Here's a writeup: [https://github.com/ctfs/write-ups-2014/tree/master/stripe-
ct...](https://github.com/ctfs/write-ups-2014/tree/master/stripe-ctf3/level1)

A Gitcoin miner updates the ledger (a text file in the repo), and "mines" the
next-smaller hash.

It doesn't have consensus, but it does give a neat programming challenge.

------
nebulous1
Not sure I get it. Appears to be technically correct assuming we view the term
"block chain" as a basic combination of the words as opposed to a term of art,
but without the PoW it seems to be missing the point.

------
oleganza
I'll quote myself ([http://blog.oleganza.com/post/85111558553/bitcoin-is-
like](http://blog.oleganza.com/post/85111558553/bitcoin-is-like)):

Bitcoin is like Git: in Git (a distributed version control system) all your
changes are organized in a chain protected by cryptographic hashes.

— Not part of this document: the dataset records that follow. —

PR #2011, opened 2018-06-14
Standardize alert styles

### LINKED ISSUE #1697: Alert messages should be displayed with a consistent style throughout the user experience
We've given some design attention to error alerts, but haven't addressed styling for alerts overall. Let's.

hbillings:
Closes #1697.

Regular alerts look like:
screen shot 2018-06-14 at 3 21 00 pm
screen shot 2018-06-14 at 3 20 49 pm

Django-generated alert markup looks like:
screen shot 2018-06-14 at 3 10 57 pm

No background alerts look like:
screen shot 2018-06-14 at 3 28 00 pm


hbillings:
Hmm, this error message looks weird
screen shot 2018-06-14 at 3 12 31 pm

hbillings:
@ericronne So you want all alerts, including the ones with no background, to have black text? Looks like this currently:
screen shot 2018-06-15 at 9 17 03 am

ericronne:
### Reduced the font on the basic style
image

### Modified form errors, to reduce the amount of pink / red coverage
image

### Removed "no-background" style, for consistency
image

### Outstanding issues:
- [ ] Reduce the icon sizes, too big
image

- [ ] Reduce this second line down from `h4` to the default `<p>` formatting
image
This code is in [price_list_upload.py](https://github.com/18F/calc/blob/1697-alerts/data_capture/views/price_list_upload.py)

- [ ] Double check that there are no other instances like this ☝️ 

- [ ] Do a QA pass to be sure i haven't missed any error instances

data_capture/templates/data_capture/messages.html
```diff
@@ -2,7 +2,11 @@
 <alerts-widget>
   {% for message in messages %}
     <div class="usa-alert usa-alert-{{ message.tags }}">
-      <h4>{{ message }}</h4>
+      {% if message|first == '<' %}
+        {{ message }}
+      {% else %}
+        <h4>{{ message }}</h4>
+      {% endif %}
```
toolness: @hbillings this is basically an allowance I made for situations where the message might want to provide its own HTML that includes e.g. a heading followed by a paragraph, rather than having all the message content being wrapped in a heading.  This is basically what's needed for the "We found an existing price list for contract number XXX" message in `price_list_upload.py` and I'm not sure if there's an easier way of allowing for it while also ensuring that other `messages.add_message()` calls elsewhere in our codebase (including in third-party apps) still work as expected.

hbillings:
I filed an issue for this; I think we should wait to do thorough Q/A until after it's closed.

data_capture/templates/data_capture/messages.html
hbillings: Yeah, I agree that this is a little weird, but I can't think of a better way to do it. :-/

data_capture/templates/data_capture/price_list/step_3_errors.html
```diff
@@ -8,15 +8,15 @@
 
       {% with total=rows|length %}
 
-      <div class="usa-alert usa-alert-error alert__no-bg" role="alert">
+      <div class="usa-alert usa-alert-error" role="alert">
         {% if not gleaned_data.valid_rows %}
-          <h3>No valid rows found!</h3>
+          <h4>No valid rows found!</h4>
```
hbillings: So I'm wondering about all these `h3` > `h4`s. From a markup perspective, it seems pretty likely that we're jumping levels, and that the structure of the page is now likely to be `h1` > `h2` > `h4`. Instead of changing the markup, maybe we should change the size of `h3`s in alerts?

data_capture/views/price_list_upload.py
```diff
@@ -103,9 +103,9 @@ def step_1(request, step):
             details_url = build_url('data_capture:price_list_details',
                                     reverse_kwargs={'id': latest.pk})
             msg = mark_safe(  # nosec
-                "We found an existing price list for contract number {}.</br>"
-                "If you'd like, you may "
-                "<a href='{}'>see its details</a>.".format(
+                "<h4>We found an existing price list for contract number {}.</h4>"
+                "<p>If you'd like, you may "
```
hbillings: Is this the only place we're currently using a `p` tag in a `message`? If so, could we maybe reword this so we just need the `h3` instead of changing the template to allow arbitrary HTML?

frontend/source/sass/components/_alerts.scss
```diff
@@ -42,40 +40,54 @@
...
-  &.alert__no-bg {
-    background-color: transparent;
-    border: none;
-
-    h3:before {
-      width: $h3-font-size;
-      height: $h3-font-size;
-      content: url('../../images/icon-warning.svg');
+// Used for styling paragraphs of alert text where a background doesn't make visual sense.
+.alert__no-bg {
```
hbillings: @ericronne, you mentioned getting rid of this style, but, uh, here it is.

frontend/source/sass/components/_forms.scss
```diff
@@ -75,8 +75,6 @@ fieldset + div + fieldset {
 // Django's default form rendering uses a <ul class="errorlist">
 // for errors, and <span class="helptext"> for help text.
 fieldset.fieldset-error {
-  border-left: 3px solid $color-red-dark;
-  background-color: #fef5f5;
```
hbillings: If we're getting rid of this here, where are we styling `fieldset-error`?

data_capture/templates/data_capture/price_list/step_3_errors.html
ericronne: Do alerts fit into header structure? USWDS styles alerts as h3.

ericronne: Do what you think is wise

data_capture/views/price_list_upload.py
ericronne: The `p` replaced a `br`, both artibrary. Reword away

frontend/source/sass/components/_alerts.scss
ericronne: kill

frontend/source/sass/components/_forms.scss
ericronne: We retained the input-area red border. That plus the adjacent error text should suffice.

data_capture/templates/data_capture/price_list/step_3_errors.html
hbillings: Hmm, good question. I'd assume they do, but it's hard to know where exactly they fall because they can be used in so many places. Maybe this is fine.

data_capture/views/price_list_upload.py
hbillings: @toolness, what say you?

ericronne:
~24px should do the trick

data_capture/views/price_list_upload.py
tbaxter-18f: I think we should wrap the first part in a strong tag (maybe with a class). If we really want it block level and/or larger, we should be able to target `.messages strong` or something similar, and we don't need the kinda-weird if/else in the template.

data_capture/views/price_list_upload.py
```diff
@@ -103,9 +103,9 @@ def step_1(request, step):
...
+                "<a href='{}' target='_blank'>see its details</a>.</p>".format(
```
tbaxter-18f: What's the motivation behind target=blank here?

frontend/source/js/data-capture/form-validation.js
```diff
@@ -0,0 +1,193 @@
...
+    singleInputs,
+  };
+}
+
+export function domContentLoaded(win) {
+  // there are several forms on the page; get the one within the .content div
+  // TODO: make this a more reliable ID selector or something
+  const form = win.document.getElementsByTagName('form')[0];
+  const inputs = parseInputs(win.document.querySelectorAll('input, select, textarea'), win.document.querySelectorAll('uswds-date'));
+  const submitButton = win.document.querySelector('.submit-group button[type="submit"]');
```
tbaxter-18f: I think `const submitButton = form.querySelector(whateveryouwant)` would be safer to get the elements in the current form. 

Also, were you going to loop through visible forms on the page, or are you thinking that should remain a future to-do?

frontend/source/sass/components/_alerts.scss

If you
trust the latest hash, you can get all the previous information (or any part
of it) from any source and still verify that it is what you expect. Similarly,
in Bitcoin, all transactions are organized in a chain (the blockchain) and
once validated, no matter where they are stored, you can always trust any
piece of blockchain by checking a chain of hashes that link to a hash you
already trust. This naturally enables distributed storage and easy integrity
checks.

Bitcoin is unlike Git in a way that everyone strives to work on a single
branch. In Git everyone may have several branches and fork and merge them all
day long. In Bitcoin one cannot “merge” forks. Blockchain is a actually a tree
of transaction histories, but there is always one biggest branch (which has
the value) and some accidental mini-branches (no more than one-two blocks
long) that have no value at all. In Git content matters (regardless of the
branch), in Bitcoin consensus matters (regardless of the content).

------
zkhalique
Yes they are Merkle trees. But the missing part of a blockchain is the
incentive part. Obviously you don't even need git or anything so complicated
for a blockchain. All you need is a network of computers that would
periodically:

    
    
      * receive all the transactions (or their hashes) that occurred
      * sign this with some HMAC, and publish it
      * then we know that the transactions occurred by X time
    

of course, the question is how do we know transaction A really occurred after
X time? Perhaps some will claim it occurred before X, but just wasn't included
by anyone in the network for X because they are discriminating against that
transaction's participants, or something.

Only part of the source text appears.